(Supplied data begins)
PR #557, opened 2017-07-28
New: Add selectionStart and selectionEnd

stramel:
- Added `selectionStart` and `selectionEnd` properties to better mimic `textarea` and allow it to really function as a replacement.
- Fixed a few lint errors

@notwaldorf Seems like you have the most commits. Figured you might be able to review.

### DIFF
--- a/.travis.yml
+++ b/.travis.yml
@@ -1,8 +1,5 @@
 language: node_js
-sudo: required
-before_script:
-  - npm install -g polymer-cli
-  - polymer install --variants
+sudo: false
 env:
   global:
     - secure: >-
@@ -12,15 +9,15 @@ env:
 node_js: stable
 addons:
   firefox: latest
-  apt:
-    sources:
-      - google-chrome
-    packages:
-      - google-chrome-stable
+  chrome: stable
   sauce_connect: true
+before_script:
+  - polymer lint
+install:
+  - npm install -g polymer-cli
+  - polymer install --variants
 script:
-  - xvfb-run polymer test -l chrome
-  - xvfb-run polymer test -l firefox
+  - xvfb-run polymer test
   - >-
     if [ "${TRAVIS_PULL_REQUEST}" = "false" ]; then polymer test -s 'default';
     fi
--- a/.travis.yml
+++ b/.travis.yml
@@ -1,5 +1,8 @@
 language: node_js
-sudo: false
+sudo: required
+before_script:
+  - npm install -g polymer-cli
+  - polymer install --variants
 env:
   global:
     - secure: >-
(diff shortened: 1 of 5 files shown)


btopro:
+1. This allows events of what text is highlighted to bubble up correctly for start and end positions. as @stramel mentioned this would help allow it to be that much closer to a direct replacement for the `textfield` primative

stramel:
@notwaldorf @e111077 Would one of you two mind looking at this for me? :smile:

paper-textarea.html
```diff
@@ -96,18 +96,18 @@
 
     behaviors: [
       Polymer.PaperInputBehavior,
-      Polymer.IronFormElementBehavior
+      Polymer.IronFormElementBehavior,
```
notwaldorf: What's up with all these trailing commas?

.travis.yml
```diff
@@ -1,8 +1,5 @@
 language: node_js
-sudo: required
-before_script:
-  - npm install -g polymer-cli
-  - polymer install --variants
+sudo: false
```
notwaldorf: Why is this also changing as part of this PR? We prefer keeping all the `travis.yml` files consistent across all elements, so if one needs to change, they all should, via a `tedium` pass. In any case, it doesn't belong in this PR

bower.json
```diff
@@ -70,7 +70,7 @@
         "iron-validator-behavior": "PolymerElements/iron-validator-behavior#^1.0.0",
         "paper-icon-button": "PolymerElements/paper-icon-button#^1.0.0",
         "test-fixture": "PolymerElements/test-fixture#^1.0.0",
-        "web-component-tester": "^4.0.0",
+        "web-component-tester": "^5.0.0",
```
notwaldorf: do you _require_ version 5? Nothing in this PR would say you do

polymer.json
```diff
@@ -0,0 +1,5 @@
+{
```
notwaldorf: Same comment as above

paper-textarea.html
stramel: https://google.github.io/styleguide/jsguide.html#features-arrays-trailing-comma

Can revert it if you prefer

.travis.yml
stramel: I will revert and bring up for a tedium pass instead.

bower.json
stramel: Forgot to revert, I do this in testing so I can use `.only`

polymer.json
stramel: Will remove.

.travis.yml
stramel: https://github.com/PolymerLabs/tedium/issues/57

stramel:
@notwaldorf I made all changes requested with a comment about the trailing commas and a PR in Tedium to handle the additional updates. Let me know if there is anything else I need to do

stramel:
Ping @notwaldorf

stramel:
@notwaldorf Can you PTAL please?

notwaldorf:
Thanks! Sorry for the delay :/

stramel:
@notwaldorf No worries! Thank you for the feedback and getting it merged!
(Supplied data ends)
• **What needs to be done**
Each line of the data has to be written out exactly as it appears.

• **Reply to the task**
PR #557, opened 2017-07-28
New: Add selectionStart and selectionEnd

stramel:
- Added `selectionStart` and `selectionEnd` properties to better mimic `textarea` and allow it to really function as a replacement.
- Fixed a few lint errors

@notwaldorf Seems like you have the most commits. Figured you might be able to review.

### DIFF
--- a/.travis.yml
+++ b/.travis.yml
@@ -1,8 +1,5 @@
 language: node_js
-sudo: required
-before_script:
-  - npm install -g polymer-cli
-  - polymer install --variants
+sudo: false
 env:
   global:
     - secure: >-
@@ -12,15 +9,15 @@ env:
 node_js: stable
 addons:
   firefox: latest
-  apt:
-    sources:
-      - google-chrome
-    packages:
-      - google-chrome-stable
+  chrome: stable
   sauce_connect: true
+before_script:
+  - polymer lint
+install:
+  - npm install -g polymer-cli
+  - polymer install --variants
 script:
-  - xvfb-run polymer test -l chrome
-  - xvfb-run polymer test -l firefox
+  - xvfb-run polymer test
   - >-
     if [ "${TRAVIS_PULL_REQUEST}" = "false" ]; then polymer test -s 'default';
     fi
--- a/.travis.yml
+++ b/.travis.yml
@@ -1,5 +1,8 @@
 language: node_js
-sudo: false
+sudo: required
+before_script:
+  - npm install -g polymer-cli
+  - polymer install --variants
 env:
   global:
     - secure: >-
(diff shortened: 1 of 5 files shown)


btopro:
+1. This allows events of what text is highlighted to bubble up correctly for start and end positions. as @stramel mentioned this would help allow it to be that much closer to a direct replacement for the `textfield` primative

stramel:
@notwaldorf @e111077 Would one of you two mind looking at this for me? :smile:

paper-textarea.html
```diff
@@ -96,18 +96,18 @@
 
     behaviors: [
       Polymer.PaperInputBehavior,
-      Polymer.IronFormElementBehavior
+      Polymer.IronFormElementBehavior,
```
notwaldorf: What's up with all these trailing commas?

.travis.yml
```diff
@@ -1,8 +1,5 @@
 language: node_js
-sudo: required
-before_script:
-  - npm install -g polymer-cli
-  - polymer install --variants
+sudo: false
```
notwaldorf: Why is this also changing as part of this PR? We prefer keeping all the `travis.yml` files consistent across all elements, so if one needs to change, they all should, via a `tedium` pass. In any case, it doesn't belong in this PR

bower.json
```diff
@@ -70,7 +70,7 @@
         "iron-validator-behavior": "PolymerElements/iron-validator-behavior#^1.0.0",
         "paper-icon-button": "PolymerElements/paper-icon-button#^1.0.0",
         "test-fixture": "PolymerElements/test-fixture#^1.0.0",
-        "web-component-tester": "^4.0.0",
+        "web-component-tester": "^5.0.0",
```
notwaldorf: do you _require_ version 5? Nothing in this PR would say you do

polymer.json
```diff
@@ -0,0 +1,5 @@
+{
```
notwaldorf: Same comment as above

paper-textarea.html
stramel: https://google.github.io/styleguide/jsguide.html#features-arrays-trailing-comma

Can revert it if you prefer

.travis.yml
stramel: I will revert and bring up for a tedium pass instead.

bower.json
stramel: Forgot to revert, I do this in testing so I can use `.only`

polymer.json
stramel: Will remove.

.travis.yml
stramel: https://github.com/PolymerLabs/tedium/issues/57

stramel:
@notwaldorf I made all changes requested with a comment about the trailing commas and a PR in Tedium to handle the additional updates. Let me know if there is anything else I need to do

stramel:
Ping @notwaldorf

stramel:
@notwaldorf Can you PTAL please?

notwaldorf:
Thanks! Sorry for the delay :/

stramel:
@notwaldorf No worries! Thank you for the feedback and getting it merged!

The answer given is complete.